# Chevy Diesels



## fourwalls (Sep 21, 2007)

Ok I need some feed back on the Duramax, I have heard they have issues with the injectors going bad at 80k range. I was wondering if that was a certain year or just all of them? Has any one had issues with this. We are going to go look at one in the morning. I will check back asap. Thanks. 4walls


----------



## redmonaz (Jul 24, 2006)

I know they went to a "finer" fuel filter to catch smaller particles. I'm not sure what years were effected. A guy I work with has an '03 or '04 and he received a recall letter. They replaced the fuel filter and extended the injecter warranty on his. I have an '06 and have not heard of the injector problem.


----------



## Highlander96 (Mar 1, 2005)

I am pretty sure the injector problem was on the LB7. There is a member or two around that has one and I can't recall any problems. You might want to check out "The Diesel Place". There is is tons of info there.
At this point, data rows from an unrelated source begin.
PR #4087, opened 2016-03-17
Fixed anonymizer when 'full name required' setting is on

jeremylan:
When the setting 'full name required' is on the anonymizer was trying to set the user name to nil and this caused the user name and email to remain not anonymized.
Now in this scenario the user name is set to the anonymized username and the email is anonymized correctly.

### DIFF
--- a/app/services/user_anonymizer.rb
+++ b/app/services/user_anonymizer.rb
@@ -20,7 +20,7 @@ class UserAnonymizer
       @user.reload
       @user.password = SecureRandom.hex
       @user.email = "#{@user.username}@example.com"
-      @user.name = nil
+      @user.name = SiteSetting.full_name_required ? @user.username : nil
       @user.date_of_birth = nil
       @user.title = nil
       @user.uploaded_avatar_id = nil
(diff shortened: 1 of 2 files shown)


ZogStriP:
I like this, but could you add a test to ensure we don't regress here?

jeremylan:
Sure @ZogStriP, I'll do that. Do you have any links to commits with tests? That would help me as this is my first pull request!
Thanks

ZogStriP:
I don't have a link to commits with tests, but you can look at https://github.com/discourse/discourse/blob/master/spec/services/user_anonymizer_spec.rb. This might help get you started ;)

Also, don't hesitate to ask if you have any questions.

jeremylan:
Thanks @ZogStriP, I've updated the test using context, hope it's ok.

SamSaffron:
thanks

SamSaffron:
also added this, https://github.com/discourse/discourse/commit/c2fa314684dacc319acd150dd1c6336f11e64987 cause tests were not covering this correctly

PR #4088, opened 2016-03-17
Add host to nginx logs.

tgxworld:
cc @SamSaffron

### DIFF
--- a/config/nginx.sample.conf
+++ b/config/nginx.sample.conf
@@ -25,7 +25,7 @@ map $http_x_forwarded_proto $thescheme {
   https https;
 }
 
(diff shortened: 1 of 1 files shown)


SamSaffron:
this is likely to break the log analyzer, is there a reason we need this?

tgxworld:
@SamSaffron I was debugging the CDN issue we were seeing for enterprises on a  multisite setup. Not having the host makes it really difficult to determine where the request is coming from. :)

coding-horror:
Not a big fan of the log analyzer personally, when was the last time we even looked at that data?

PR #4093, opened 2016-03-18
Move autosize from admin/lib to discourse/lib

angusmcleod:
See further here: https://meta.discourse.org/t/feasible-to-move-autosize-library-to-discourse-lib/41265


eviltrout:
Sure, I can see the value of using it in a plugin, and it's only 200 lines.

PR #4103, opened 2016-03-22
App Banner Support for Android Chrome

xfalcox:
https://meta.discourse.org/t/fully-support-android-chromes-add-to-homescreen/21067/17?u=falco

### DIFF
--- a/app/assets/javascripts/discourse/initializers/android-app-banner-service-worker.js.es6
+++ b/app/assets/javascripts/discourse/initializers/android-app-banner-service-worker.js.es6
@@ -1,0 +1,16 @@
+// Android Chrome App Banner requires at least **one** service worker to be instantiate and https.
+// After Discourse starts to use service workers for other stuff (like mobile notification, offline mode, or ember)
+// we can ditch this.
+
+export default {
+  name: 'android-app-banner-service-worker',
+
+  initialize(container) {
+    const caps = container.lookup('capabilities:main');
+    const isSecure = document.location.protocol === 'https:';
+    
+    if (isSecure && caps.isAndroid && 'serviceWorker' in navigator) {
+        navigator.serviceWorker.register(Discourse.BaseUri + '/service-worker.js', {scope: './'});
+    }
+  }
+}
--- a/app/assets/javascripts/discourse/initializers/android-app-banner-service-worker.js.es6
+++ b/app/assets/javascripts/discourse/initializers/android-app-banner-service-worker.js.es6
@@ -8,9 +8,9 @@ export default {
   initialize(container) {
     const caps = container.lookup('capabilities:main');
     const isSecure = document.location.protocol === 'https:';
-    
+
     if (isSecure && caps.isAndroid && 'serviceWorker' in navigator) {
         navigator.serviceWorker.register(Discourse.BaseUri + '/service-worker.js', {scope: './'});
     }
   }
-}
+};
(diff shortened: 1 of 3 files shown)


eviltrout:
Seems a bit wasteful to instantiate a service worker that does nothing just for one platform.

Perhaps it should only be spawned on android if it is only necessary on that platform?

xfalcox:
That's a good idea @eviltrout :+1: 

There is user agent detection already set up somewhere client side?

Also, I'm reading Push Notification API for Chrome and Firefox on Android, we can re-purpose this service worker later.

eviltrout:
We do have client side detection of android, but it won't be set up in the `_discourse_javascript` file.

Instead I suggest you create a new initializer. in the initializer you can ask the container for the capabilities object and check `isAndroid`:

You can do something like this (written off the top of my head so there might be bugs, you can compare against our other initializers): 

```javascript
export default {
  name: 'android-service-work',
  after: 'sniff-capabilities',
  initialize(container) {
    const caps = container.lookup('capabilities-main');
    if (caps.isAndroid) {
      // initialize service work
    }
  }
}
```

coding-horror:
This should wait for 1.6 before merge

coding-horror:
How do you feel about this now @eviltrout

eviltrout:
I'd still prefer this to only execute on android before merging.

xfalcox:
Did the changes :fireworks:

app/assets/javascripts/discourse/initializers/android-app-banner-service-worker.js.es6
```diff
@@ -0,0 +1,22 @@
...
+
+  initialize(container) {
+    const caps = container.lookup('capabilities:main');
+    if (caps.isAndroid) {
+      if ('serviceWorker' in navigator) {
+        navigator.serviceWorker.register(Discourse.BaseUri + '/service-worker.js', {scope: './'})
+          .then(function (r) {
+            // Service Worker Success
+          })
+          .catch(function (whut) {
```
tgxworld: Perhaps rename `whut` to just `e` or `error`?

tgxworld: Actually if we're not doing anything with the response, we should leave out the calls. `then` and `catch`

xfalcox:
@tgxworld removed the unnecessary bits, and added a test for https, since it obligatory.

tgxworld:
@xfalcox Thanks! The PR needs a rebase :)

xfalcox:
Okay, I think it's rebased :smile:

xfalcox:
I guess that

eviltrout:
Actually we don't need to ask people to rebase anymore @tgxworld. When
merging github now has an option to squash commits :)

xfalcox:
Ruby 2.0 build failed, but I think it's unrelated.

tgxworld:
@eviltrout but we'll still need to rebase if there is a merge conflict.

xfalcox:
Hey @tgxworld  anything else?

coding-horror:
if this looks OK to you can we merge it @eviltrout ?

eviltrout:
Yes it looks good. Thanks for the effort and back and forth @xfalcox !

xfalcox:
Thanks everyone, it's already working on meta! :fireworks:

If you guys wanna test faster there is a flag on chrome://flags   #bypass-app-banner-engagement-checks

Fire44 is our resident Chevy salesperson and if you have a specific vehicle that you are looking at, he might run the VIN for you. If you send him a bottle of Makers Mark.....Just kidding....

I have a 2006 LLY and I love it. I really don't think you will hear the complaints about the Duramax.

Happy shopping!

Tim


----------



## GoVols (Oct 7, 2005)

Remember that GM has a powertrain warranty, which includes the injectors, to 5 years / 100,000 miles, so keep that in mind when shopping used vehicles. I don't know how long they've been using them, but GM uses Bosch injection systems, which are used in all kinds of vehicles world-wide.


----------



## nynethead (Sep 23, 2005)

I have had mine now for abour 15 months just turned 20K and have had no problems,

Mine is an 06 with a standard warrenty, but I took the 6/90K power train extended just in case.


----------



## NJMikeC (Mar 29, 2006)

I believe they warranteed the Fuel Injectors on the LB7 for 200K miles. If that is the vintage your thinking about purchasing check into that. Besides those years the fuel injectors have been fine.


----------



## Humpty (Apr 20, 2005)

It is the LB7 with injector 'issues' (01 thru the 1st half of 04). There is a special policy to warrantee the injectors for 7 years or200K under certain circumstances.

Mine truck has 140k miles, original injectors, no issues.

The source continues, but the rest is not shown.